Guilherme Perez Cabral

  • AFP PHOTO/Mauro Pimentel

Nos últimos dois anos, o Governo Federal cortou do orçamento destinado às universidades públicas, à pesquisa científica e ao desenvolvimento tecnológico, aproximadamente 12 bilhões de reais.

São dados levantados pela campanha "Conhecimento sem Cortes", promovida por professores, pesquisadores e estudantes, entre outros, com o objetivo de monitorar e denunciar a redução dos investimentos públicos em educação, ciência e tecnologia e seus impactos negativos para a sociedade em geral.

Na semana passada, a Unicamp (Universidade Estadual de Campinas) expressou a preocupação com a possível interrupção, a partir de setembro, de repasse de verbas federais. Prejudicará mais de mil pesquisas em nível de pós-graduação.

Estamos falando de direitos fundamentais a que correspondem um dever do Estado. Está escrito na Constituição Federal que, dentre outras coisas, prevê a aplicação de recursos públicos mínimos na educação e a atenção prioritária do Estado à pesquisa, em vista o bem público e o progresso científico e tecnológico.

Os cortes, alguém pode dizer, com alguma coerência, condizem com a crise vivida pelo país e o grave déficit público. O Brasil gasta mais do que arrecada. Precisa urgentemente fechar esta conta. Neste ano, já arrecadou, com impostos, cerca de R$ 1,3 trilhões, mas, infelizmente, não tem dinheiro para áreas tão essenciais ao desenvolvimento nacional como a educação, a ciência e a tecnologia.

Deveria ter alguma justificativa plausível. Afinal, nós, brasileiros, não aceitamos mais maracutaias nem imoralidades na política. Derrubamos até Presidente que mentiu e omitiu informações, em pedaladas fiscais. Não temos malvados favoritos. Não aceitaríamos, evidentemente, que, neste momento de aperto, dinheiro público fosse destinado a coisas muitos menos importantes, como a obstrução de processo criminal contra Presidente envolvido em corrupção.

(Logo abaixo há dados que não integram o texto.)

PR #128, opened 2020-04-23
Lint and prettify entire repo

anniero98:

# What's new in this PR

- Updated `.eslintrc.js`
- Disabled for specific lines where we're ignoring the linter's advice (for now, at least)
- Updated prettier config with `arrowParens: always` for similar reasons as enabling trailing commas
- No errors in repo (still some warnings for console logging but it's whatever)

### Related PRs

Analogous to https://github.com/calblueprint/dccentralkitchen-clerks/pull/50

## How to review

Make sure everything is still ok!

## Next steps

N/A

### Screenshots

N/A

CC: @anniero98 @wangannie


components/rewards/Transaction.js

Mas aceitamos. Não tem dinheiro para educação, ciência e tecnologia e abriram os cofres do Governo para atender interesses de deputados, na forma de emendas parlamentares, renúncia fiscal para aliviar dívidas do agronegócio e outros expedientes nada republicanos. Tudo para manter o sujeito na presidência.

Nenhuma grande mobilização. A vida seguiu. As notícias ruins, o corte de verba para educação, ciência e tecnologia, a liberação para manutenção do Presidente no cargo, não mudam o cenário. Aqui na cidade onde moro, o Parque segue cheio de gente caminhando, andando de bicicleta, conversando sobre a vida, em ofegantes bate-papos esportivos. A avenida, no Centro, cheia de gente apressada de lá para cá e de cá para lá. Nada de diferente. Angustia.

O absurdo de tudo isso parece tão claro. Educação, tecnologia e ciência são direitos fundamentais. São prioridades. Michel Temer ficar no governo não é um direito fundamental. Não tem nada fundamental para o Brasil.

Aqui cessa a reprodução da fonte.